Is Student Politics In India A Waste Of Time?

There is a view that youngsters in our college campuses are whiling away their time in political activism

Kamal Mitra Chenoy Updated: Feb 19, 2020 12:20:15 IST
2020-02-19T12:20:02+05:30
2020-02-19T12:20:15+05:30
Is Student Politics In India A Waste Of Time? Students protest at Jamia Millia Islamia University in New Delhi. (Photo: ANI)

A slogan in the student movement shaking many parts of India today is ‘Don’t be Silent, Don’t be Violent’. This slogan is good politics. Students are learning about good politics (debate, discussion, tolerance and democracy), the politics of neutrality (look the other way) and bad politics (use of force, sycophancy, hatred of others, exclusiveness). They can make a choice.

Student politics had a niche during the Indian independence movement against the British. Institutions like Allahabad University, Aligarh Muslim University, Banaras Hindu University and others became invigorated by the freedom struggle. In 1942, when the Quit India movement was launched, university students, who joined the struggle, were jailed and punished.

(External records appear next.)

PR #183, opened 2020-03-30
Adding a Jinja Templating tool for Rocoto.

christinaholtNOAA:
This PR make the following modifications:

- Add the Python script `create_xml.py`
- Change `templates/FV3SAR_wflow.xml` to a Jinja template. 
- Update `generate_FV3SAR_wflow.sh` to call the Python script.
- Add jinja2 to `environment.yml`

On Hera, the miniconda3 contrib module has been updated to include Jinja support. Directions for using that module are in the README of PR #168. As a reminder, you can access that module/environment on Hera using:

```
module load contrib miniconda3
conda activate regional_workflow
```

I have not run the regressions tests just yet given that this set of updates is still in a "work in progress" state. I have tested that a usable XML file is generated as expected, and am happy to run the regression tests once we are ready to merge the PR.

Could someone please add @RatkoVasic-NOAA as a reviewer here, too? Thanks!


gsketefian:
Hi Christina,
I have a couple of PRs that I need to get in pretty urgently and will then look at this and your other namelist PR carefully.  I want to understand how things work so that I can use this approach with any new changes we want to make to the workflow.  I will probably get to it next week.  Thanks!
G

christinaholtNOAA:
After yesterday's merge, I resolved conflicts with this branch and tested on Hera. Test suite succeeded. I'm ready for a merge when you all are.

ush/generate_FV3SAR_wflow.sh
```diff
@@ -144,115 +126,48 @@ fi
...
-#
-# Perform the subsutitution.
-#
-sed -i -r -e "s|${regex_search}|${all_cycledefs}|g" "${WFLOW_XML_FP}"
 
+settings="
+  'account': $ACCOUNT
+  'sched': $SCHED
+  'queue_default': $QUEUE_DEFAULT
+  'queue_default_tag': $QUEUE_DEFAULT_TAG
```
gsketefian, line 134: If one wanted to, is there a way to include a comment within this settings block, e.g. something like

```
...
'queue_default': $QUEUE_DEFAULT
# Some comments here.
'queue_default_tag': $QUEUE_DEFAULT_TAG
...
```

gsketefian:
Hi Christina,
This looks good to me.  If all the WE2E tests passed, we can go ahead and merge (some of them like the coarse Alaska domain one probably still won't pass with this version).

ush/generate_FV3SAR_wflow.sh
christinaholtNOAA: @gsketefian I just ran a test and looks like it works with syntax like this:

```
    'npx': ${npx},
    # A comment
    'npy': ${npy},
```

I assume that's what you had before the markdown took control.

gsketefian: Ok, thanks Christina.  Yes, it was something like that before the change.  I will go ahead and merge your PR.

This tendency intensified and widened in independent India. A number of political leaders were born based on their experiences in student politics, including jail terms. Clearly, student politics is part of ‘learning democracy’, asking questions to the establishment and speaking truth to power.

The process of politicization of Indian students could not be contained from the 1960s onwards as many universities and colleges began to be radicalized. Many students joined movements across the right, left and centre. Senior leaders tried to get student leaders from the universities into positions in the political landscape.

In the 1960s and ’70s, colleges and universities worldwide widened the horizon of the most acutely aware students and their teachers (for example, the anti-Vietnam War movement). Of course, there were different gradations in different universities, but through the 1980s, the political conversations and contradictions in the universities became more sophisticated and subtle. Discussions ranged from poverty, development to gender and more.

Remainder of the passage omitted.